*** Dataset records ***

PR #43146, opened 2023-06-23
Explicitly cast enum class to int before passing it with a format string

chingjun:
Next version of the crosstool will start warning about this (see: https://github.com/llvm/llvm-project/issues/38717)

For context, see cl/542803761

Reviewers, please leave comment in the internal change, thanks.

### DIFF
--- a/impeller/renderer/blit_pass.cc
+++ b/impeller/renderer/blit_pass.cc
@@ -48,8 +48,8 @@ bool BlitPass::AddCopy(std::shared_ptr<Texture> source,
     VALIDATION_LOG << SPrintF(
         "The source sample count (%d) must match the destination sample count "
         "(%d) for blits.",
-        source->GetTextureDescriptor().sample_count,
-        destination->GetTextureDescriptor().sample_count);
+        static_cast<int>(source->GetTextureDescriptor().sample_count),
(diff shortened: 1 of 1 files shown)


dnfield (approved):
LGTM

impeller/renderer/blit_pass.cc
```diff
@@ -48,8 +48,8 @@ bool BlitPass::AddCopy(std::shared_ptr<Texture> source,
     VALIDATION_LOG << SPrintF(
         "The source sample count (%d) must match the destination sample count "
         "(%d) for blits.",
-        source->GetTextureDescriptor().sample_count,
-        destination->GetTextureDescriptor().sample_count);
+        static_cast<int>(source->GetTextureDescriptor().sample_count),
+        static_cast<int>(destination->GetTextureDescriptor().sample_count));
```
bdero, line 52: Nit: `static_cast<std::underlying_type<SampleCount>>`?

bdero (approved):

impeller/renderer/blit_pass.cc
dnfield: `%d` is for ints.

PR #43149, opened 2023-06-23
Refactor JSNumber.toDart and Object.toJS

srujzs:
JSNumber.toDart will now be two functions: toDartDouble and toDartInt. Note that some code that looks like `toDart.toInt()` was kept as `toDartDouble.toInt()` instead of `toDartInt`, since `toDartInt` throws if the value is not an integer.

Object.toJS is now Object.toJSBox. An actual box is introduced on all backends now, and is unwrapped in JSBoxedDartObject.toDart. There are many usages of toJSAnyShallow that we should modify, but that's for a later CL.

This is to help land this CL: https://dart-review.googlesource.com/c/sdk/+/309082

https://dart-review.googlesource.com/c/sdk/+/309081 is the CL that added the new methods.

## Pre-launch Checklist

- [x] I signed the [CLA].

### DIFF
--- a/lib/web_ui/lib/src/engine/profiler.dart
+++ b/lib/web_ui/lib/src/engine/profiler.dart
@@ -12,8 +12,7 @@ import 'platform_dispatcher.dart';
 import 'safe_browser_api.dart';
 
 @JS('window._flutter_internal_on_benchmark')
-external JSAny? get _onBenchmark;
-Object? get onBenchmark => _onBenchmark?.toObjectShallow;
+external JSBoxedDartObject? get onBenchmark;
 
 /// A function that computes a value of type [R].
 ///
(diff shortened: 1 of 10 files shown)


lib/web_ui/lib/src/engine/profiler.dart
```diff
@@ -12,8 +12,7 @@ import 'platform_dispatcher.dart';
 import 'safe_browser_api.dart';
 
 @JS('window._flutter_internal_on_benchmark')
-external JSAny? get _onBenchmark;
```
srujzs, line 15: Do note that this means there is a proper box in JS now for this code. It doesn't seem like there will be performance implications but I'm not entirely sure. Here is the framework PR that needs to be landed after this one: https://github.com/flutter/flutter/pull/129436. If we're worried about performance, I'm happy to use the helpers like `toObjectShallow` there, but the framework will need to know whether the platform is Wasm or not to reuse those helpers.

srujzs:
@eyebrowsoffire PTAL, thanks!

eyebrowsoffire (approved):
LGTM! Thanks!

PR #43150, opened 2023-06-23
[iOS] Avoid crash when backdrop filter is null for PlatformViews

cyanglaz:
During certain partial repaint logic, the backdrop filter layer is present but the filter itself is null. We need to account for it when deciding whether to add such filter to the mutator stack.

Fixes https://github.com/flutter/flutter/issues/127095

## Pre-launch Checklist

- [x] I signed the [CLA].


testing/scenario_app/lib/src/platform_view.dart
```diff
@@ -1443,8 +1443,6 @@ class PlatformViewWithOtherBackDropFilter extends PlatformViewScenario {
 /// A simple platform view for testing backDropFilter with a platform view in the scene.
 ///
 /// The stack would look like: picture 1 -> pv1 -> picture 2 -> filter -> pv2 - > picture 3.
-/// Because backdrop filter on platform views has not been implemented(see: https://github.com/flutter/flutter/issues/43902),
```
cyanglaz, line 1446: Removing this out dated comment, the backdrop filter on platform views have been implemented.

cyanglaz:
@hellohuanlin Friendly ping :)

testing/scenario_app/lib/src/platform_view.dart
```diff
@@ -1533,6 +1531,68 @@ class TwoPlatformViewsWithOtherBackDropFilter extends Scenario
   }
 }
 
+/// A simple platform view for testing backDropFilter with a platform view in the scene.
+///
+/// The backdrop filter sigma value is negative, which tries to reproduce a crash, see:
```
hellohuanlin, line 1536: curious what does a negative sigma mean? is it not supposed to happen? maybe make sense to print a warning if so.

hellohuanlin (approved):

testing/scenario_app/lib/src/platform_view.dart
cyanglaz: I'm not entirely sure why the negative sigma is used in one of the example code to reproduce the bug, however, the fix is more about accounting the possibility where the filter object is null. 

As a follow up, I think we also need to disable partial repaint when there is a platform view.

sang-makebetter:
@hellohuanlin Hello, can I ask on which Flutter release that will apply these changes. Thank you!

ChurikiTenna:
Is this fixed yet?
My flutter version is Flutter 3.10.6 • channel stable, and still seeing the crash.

*** End of Dataset records ***
*** Dataset records ***

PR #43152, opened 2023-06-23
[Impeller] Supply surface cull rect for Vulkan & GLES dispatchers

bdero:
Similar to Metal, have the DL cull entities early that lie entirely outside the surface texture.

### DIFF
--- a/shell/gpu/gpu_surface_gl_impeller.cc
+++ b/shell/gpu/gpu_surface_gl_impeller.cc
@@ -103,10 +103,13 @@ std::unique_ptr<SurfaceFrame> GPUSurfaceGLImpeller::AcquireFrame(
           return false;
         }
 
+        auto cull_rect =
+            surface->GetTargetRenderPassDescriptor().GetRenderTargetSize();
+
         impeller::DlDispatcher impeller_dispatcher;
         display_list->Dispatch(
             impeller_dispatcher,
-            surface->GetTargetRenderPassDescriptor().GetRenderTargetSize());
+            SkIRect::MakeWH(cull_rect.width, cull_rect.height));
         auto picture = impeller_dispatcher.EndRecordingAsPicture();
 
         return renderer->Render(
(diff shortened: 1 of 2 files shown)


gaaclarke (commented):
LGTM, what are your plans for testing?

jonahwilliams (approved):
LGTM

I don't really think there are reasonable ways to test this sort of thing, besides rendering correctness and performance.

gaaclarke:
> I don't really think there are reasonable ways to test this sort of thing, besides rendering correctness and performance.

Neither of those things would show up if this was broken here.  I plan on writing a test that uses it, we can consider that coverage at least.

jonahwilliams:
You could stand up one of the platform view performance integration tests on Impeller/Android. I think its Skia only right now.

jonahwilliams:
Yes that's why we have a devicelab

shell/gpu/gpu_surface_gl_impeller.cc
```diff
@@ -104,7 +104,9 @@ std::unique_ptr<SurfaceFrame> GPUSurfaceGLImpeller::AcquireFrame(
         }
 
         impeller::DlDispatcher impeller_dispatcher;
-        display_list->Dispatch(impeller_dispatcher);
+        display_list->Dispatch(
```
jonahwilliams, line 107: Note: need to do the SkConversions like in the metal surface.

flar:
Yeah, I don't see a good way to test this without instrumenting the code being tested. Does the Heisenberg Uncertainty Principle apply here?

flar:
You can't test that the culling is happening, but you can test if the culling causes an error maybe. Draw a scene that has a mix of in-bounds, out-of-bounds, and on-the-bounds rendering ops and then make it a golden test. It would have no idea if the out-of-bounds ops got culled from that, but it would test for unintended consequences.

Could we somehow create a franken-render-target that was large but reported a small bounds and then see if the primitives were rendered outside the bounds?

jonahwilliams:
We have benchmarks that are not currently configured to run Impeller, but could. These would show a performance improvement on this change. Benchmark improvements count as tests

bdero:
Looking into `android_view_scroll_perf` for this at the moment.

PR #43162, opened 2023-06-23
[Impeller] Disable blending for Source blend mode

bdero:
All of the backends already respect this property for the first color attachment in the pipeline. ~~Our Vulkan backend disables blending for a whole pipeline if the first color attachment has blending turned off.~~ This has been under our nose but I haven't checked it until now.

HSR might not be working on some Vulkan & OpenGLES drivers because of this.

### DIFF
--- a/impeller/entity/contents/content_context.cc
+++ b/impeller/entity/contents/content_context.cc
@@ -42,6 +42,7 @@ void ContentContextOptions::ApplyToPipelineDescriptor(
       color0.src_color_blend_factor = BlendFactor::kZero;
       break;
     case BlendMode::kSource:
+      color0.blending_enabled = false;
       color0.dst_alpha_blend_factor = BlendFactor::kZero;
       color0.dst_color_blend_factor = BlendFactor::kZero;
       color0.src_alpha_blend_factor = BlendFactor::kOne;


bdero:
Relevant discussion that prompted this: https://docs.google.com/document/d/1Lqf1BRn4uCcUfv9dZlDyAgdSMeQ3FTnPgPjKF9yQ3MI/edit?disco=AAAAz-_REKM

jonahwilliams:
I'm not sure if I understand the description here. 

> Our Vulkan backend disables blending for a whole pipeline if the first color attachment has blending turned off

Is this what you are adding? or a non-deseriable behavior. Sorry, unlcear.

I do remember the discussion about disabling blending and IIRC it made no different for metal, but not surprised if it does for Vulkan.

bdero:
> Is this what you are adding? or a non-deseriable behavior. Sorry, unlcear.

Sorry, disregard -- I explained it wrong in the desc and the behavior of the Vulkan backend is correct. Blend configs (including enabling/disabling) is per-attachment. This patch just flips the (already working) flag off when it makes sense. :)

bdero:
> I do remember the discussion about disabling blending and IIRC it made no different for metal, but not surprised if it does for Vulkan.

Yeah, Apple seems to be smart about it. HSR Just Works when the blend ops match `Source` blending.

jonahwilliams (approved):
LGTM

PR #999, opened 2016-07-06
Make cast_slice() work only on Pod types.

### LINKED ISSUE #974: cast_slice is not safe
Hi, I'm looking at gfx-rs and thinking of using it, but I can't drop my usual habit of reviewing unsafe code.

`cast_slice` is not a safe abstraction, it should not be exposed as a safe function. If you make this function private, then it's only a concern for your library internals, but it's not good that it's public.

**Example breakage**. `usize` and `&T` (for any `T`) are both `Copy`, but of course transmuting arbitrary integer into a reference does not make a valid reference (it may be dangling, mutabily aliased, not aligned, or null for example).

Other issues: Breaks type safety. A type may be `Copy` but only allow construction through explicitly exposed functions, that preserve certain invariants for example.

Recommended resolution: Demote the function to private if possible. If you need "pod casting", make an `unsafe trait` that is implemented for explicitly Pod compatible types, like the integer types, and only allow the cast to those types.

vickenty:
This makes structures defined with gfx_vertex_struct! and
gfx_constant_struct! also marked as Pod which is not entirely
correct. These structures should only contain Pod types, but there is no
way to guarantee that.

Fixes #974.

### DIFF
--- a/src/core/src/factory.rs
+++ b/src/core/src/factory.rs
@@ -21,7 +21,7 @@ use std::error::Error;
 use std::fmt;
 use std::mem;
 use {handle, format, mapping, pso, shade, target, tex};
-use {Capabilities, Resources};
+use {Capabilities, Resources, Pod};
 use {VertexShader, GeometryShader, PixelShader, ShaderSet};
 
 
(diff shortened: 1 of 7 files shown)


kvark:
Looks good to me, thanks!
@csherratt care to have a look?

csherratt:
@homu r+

*** End of Dataset records ***

Each line above that carries the string "Sorry" has to be returned.

▶ _Reply to the exercise_:
Is this what you are adding? or a non-deseriable behavior. Sorry, unlcear.
> Is this what you are adding? or a non-deseriable behavior. Sorry, unlcear.
Sorry, disregard -- I explained it wrong in the desc and the behavior of the Vulkan backend is correct. Blend configs (including enabling/disabling) is per-attachment. This patch just flips the (already working) flag off when it makes sense. :)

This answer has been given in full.